Question

In the reaction A and B respectively are:
\[C{{H}_{3}}COOH+\xrightarrow{LiAl{{H}_{4}}}A+C{{H}_{3}}COOH\xrightarrow{{{H}_{3}}{{O}^{+}}}B+{{H}_{2}}O\]

Answer 1

Hint : We know that $LiAl{{H}_{4}}$ is a reducing agent that transfers a hydride from aluminium. Lithium aluminium hydride is a strong donor reagent and rapidly reduces ester acids, nitriles, amides, as well as aldehydes and ketones. It does not reduce isolated carbon- carbon double bonds.

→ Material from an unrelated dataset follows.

PR #3630, opened 2021-11-30
Differentiate escaping of Java or Kotlin keywords

BoD:


apollo-compiler/src/test/graphql/com/example/case_sensitive_enum/kotlin/responseBased/case_sensitive_enum/TestQuery.kt.expected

Complete Step By Step Answer:
Lithium aluminium hydride is nucleophilic reagent and they generally attack polarized multiple bonds such as $C=O,C\equiv N$ , by the transfer of hydride ions to the more positive atom. They do not reduce isolated carbon-carbon double bond $C=C$. Lithium aluminium hydride is a strong reducing agent and can reduce most of the commonly encountered organic functional groups. For example the aldehyde gets converted to primary alcohol, similarly Ketones on reaction with lithium aluminium hydride gets converted to secondary alcohol.
Ester gets converted to two different alcohols depending upon the alkyl group attached. Carboxylic acid gets converted to alcohol. Similarly amide converted to the amine. Thus we can say aldehydes , ketones , esters, carboxylic acids and lactones can all be reduced smoothly to corresponding alcohol under mild conditions. Carboxylic amides are converted to amines or aldehydes. Here in the given question, acetic acid is reacting with lithium aluminium hydride. Since carboxylic acids get converted to corresponding alcohol, then acetic acid will form ethyl alcohol or ethanol. The chemical reaction
\[C{{H}_{3}}COOH+4H\xrightarrow{LiAl{{H}_{4}}}\underset{\left( A \right)}{\mathop{C{{H}_{3}}C{{H}_{2}}OH}}\,+{{H}_{2}}O\]
Thus, on further reaction with ${{H}_{3}}{{O}^{+}}.$
\[C{{H}_{3}}C{{H}_{2}}OH+C{{H}_{3}}COOH\xrightarrow{{{H}_{3}}{{O}^{+}}}\underset{\left( B \right)}{\mathop{C{{H}_{3}}COO{{C}_{2}}{{H}_{5}}}}\,+{{H}_{2}}O\]

Note :
Remember that Lithium aluminium hydride is a stronger reducing agent which directly converts carboxylic acid to alcohol. On the other hand sodium borohydride is also a hydride transfer reducing agent, but it is a very selective reducing agent. It does not reduce carboxylic acid. It does not react or slowly react with esters.